- **ACTIVITY**:
Go through the records below and report each line with "burhandodhy" in it.

- **Stored dataset items**:

PR #4185, opened 2025-08-13
Introduce new ep_intercept_request argument support

### LINKED ISSUE #3352: Turn certain filters into WP_Query arguments

burhandodhy:
### Description of the Change

This PR adds a new WP_Query argument `ep_intercept_request`.

Closes #3352

### Changelog Entry

> Added - Add support for new WP_Query argument `ep_intercept_request`

### Credits

Props @burhandodhy 

### Checklist:


includes/classes/Feature/Autosuggest/Autosuggest.php
```diff
@@ -851,6 +849,12 @@ public function epio_autosuggest_set_and_get() {
 	 * @return true
 	 */
 	public function intercept_remote_request() {
+		_doing_it_wrong(
+			__METHOD__,
+			esc_html__( 'This method should not be called anymore, use WP_Query argument `ep_intercept_request` instead.' ),
+			'5.3.0'
```
felipeelia:
```suggestion
			esc_html__( 'Use the WP_Query argument `ep_intercept_request` instead.', 'elasticpress' ),
			'ElasticPress 5.3.0'
```

includes/classes/Feature/Autosuggest/Autosuggest.php
```diff
@@ -851,6 +849,12 @@ public function epio_autosuggest_set_and_get() {
 	 * @return true
 	 */
 	public function intercept_remote_request() {
```
felipeelia, line 851: It seems we are not adding a unit test for this one, are we?

felipeelia (changes requested):

includes/classes/Feature/Autosuggest/Autosuggest.php
burhandodhy: Done. I have added the test

felipeelia (approved):

PR #4188, opened 2025-08-25
Add support for an array value in the orderby_meta_mapping filter

### LINKED ISSUE #4176: Cannot override 'orderby_meta_mapping' with an array of sorting params
### Describe your question

Hi

In WooCommerce I have an array of 'orderby' params for a specific query, e.g:

`$args = array(
'meta.key1' => 'DESC',
'meta.key2' => 'ASC',
'meta.key3' => 'DESC',
);`

This works fine, but when the sort by select form is used on the product category pages the 'orderby' param is overridden via the Elasticpress hook 'orderby_meta_mapping' I can specify a string value for this hook but not an array, and there doesn't seem a way to deactivate this hook.

As a temportary solution I've commented out the following line:

`$this->maybe_set_orderby( $query );`

In elasticpress/includes/classes/Feature/WooCommerce/Products.php line 654

Is there a way to deactivate this hook?

Thanks

### Code of Conduct

burhandodhy:
### Description of the Change

This PR adds support to set the array value in the `orderby_meta_mapping` filters

Closes #4176 

### Changelog Entry

> Changed - Adds support to set the array value in the `orderby_meta_mapping` filters
 
### Credits

Props @burhandodhy @jzzaj

### Checklist:


includes/classes/Feature/WooCommerce/Products.php
```diff
@@ -1054,14 +1054,15 @@ public function get_orderby_meta_mapping( $meta_key ): string {
...
+				'date'               => 'date',
 			)
 		);
 
 		if ( isset( $mapping[ $meta_key ] ) ) {
 			return $mapping[ $meta_key ];
 		}
 
-		return 'date';
+		return $this->get_orderby_meta_mapping( 'menu_order' );
```
felipeelia: Do we really need the recursion here?

felipeelia (changes requested):

includes/classes/Feature/WooCommerce/Products.php
burhandodhy: Yes, the idea is that if an invalid orderby is passed to this method, it falls back to `menu_order`. I can replace this line with `menu_order title date` as well.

- **WRITTEN SOLUTION**:
burhandodhy:
Props @burhandodhy 
burhandodhy: Done. I have added the test
burhandodhy:
Props @burhandodhy @jzzaj
burhandodhy: Yes, the idea is that if an invalid orderby is passed to this method, it falls back to `menu_order`. I can replace this line with `menu_order title date` as well.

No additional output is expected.